It would instantiate the DrupalKernel with arguments provided by the runtime and then provide that Kernel to the runtime so that it can be used for request handling.

The runtime – this is what the Symfony Component is actually named after and is the meat of the operation. The Runtime will take the application provided by the front-controller (e.g. a Kernel instance, a Symfony console application/command, or even a simple function) and wire this up to the runner. While doing so it can configure the environment (e.g. through ini_set or by registering error handlers) and it'll choose the correct runner based on the provided application.

A simplified Drupal runtime could look as follows. Leveraging Symfony's GenericRuntime as a base.

class DrupalRuntime extends GenericRuntime {

  /**
   * {@inheritdoc}
   */
  public function getRunner(?object $application): RunnerInterface {
    if ($application instanceof DrupalKernelInterface) {
      return new DrupalKernelRunner($application, Request::createFromGlobals());
    }

    return parent::getRunner($application);
  }

}

You should note that the runtime is now the part of the application that actually couples our application to a specific environment. Our front-controller only specifies what our application should do (it should handle requests using the DrupalKernel), whereas it's our runtime that is coupled to our environment and uses the globals to create the Symfony request. If I have an application that provides the request variables in a different manner then without changing the front-controller I can now support this in two steps: Create a custom Symfony Runtime (e.g. extending GenericRuntime) and set the APP_RUNTIME environment variable to my custom runtime class so that Drupal's front-controller picks it up.

Resolver, Resolvable Arguments, and Resolvable Applications – You may be wondering where the argument to our closure (string $environment) in our front-controller comes from.

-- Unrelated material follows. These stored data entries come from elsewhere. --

PR #2216, opened 2017-02-24
code corrections

guptasourabh:
Moved duplicate code at one place.
If condition needs to be in else if block.
Added errorMessaging in case of NPE exception

### DIFF
--- a/retrofit-mock/src/main/java/retrofit2/mock/NetworkBehavior.java
+++ b/retrofit-mock/src/main/java/retrofit2/mock/NetworkBehavior.java
@@ -19,7 +19,6 @@ import java.io.IOException;
 import java.util.Random;
 import java.util.concurrent.Callable;
 import java.util.concurrent.TimeUnit;
-
 import okhttp3.ResponseBody;
 import retrofit2.Response;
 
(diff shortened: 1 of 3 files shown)


retrofit/src/main/java/retrofit2/OkHttpCall.java
```diff
@@ -200,9 +200,7 @@ private void callSuccess(Response<T> response) {
       } finally {
         rawBody.close();
       }
-    }
-
-    if (code == 204 || code == 205) {
+    } else if (code == 204 || code == 205) {
```
JakeWharton: `else` is not needed after a `return`. Please revert.

retrofit-mock/src/main/java/retrofit2/mock/NetworkBehavior.java
```diff
@@ -206,4 +200,10 @@ public long calculateDelay(TimeUnit unit) {
     long callDelayMs = (long) (delayMs * delayPercent);
     return MILLISECONDS.convert(callDelayMs, unit);
   }
+
+  private void checkPercentageValidity(int percentage, String message) {
```
JakeWharton: +`static`

guptasourabh:
@JakeWharton changes done

JakeWharton:
Thanks!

This is some of the magic the the Symfony Runtime component hides for us, but the method implemented by GenericRuntime for us is RuntimeInterface::getResolver. This will take the closure returned by our front-controller and use reflection to inspect the arguments it needs. GenericRuntime will then call its own (or overridden) getArgument function. In our DrupalRuntime we could make the environment available through implementing something along the lines of:

  protected function getArgument(\ReflectionParameter $parameter, ?string $type): mixed {
    if ($type === 'string' && $parameter->name === 'environment') {
      return $_ENV[$this->options['env_var_name']];
    }

    return parent::getArgument($parameter, $type);
  }

$this->options is another flexible feature provided by Symfony's GenericRuntime to move power to the end-user application.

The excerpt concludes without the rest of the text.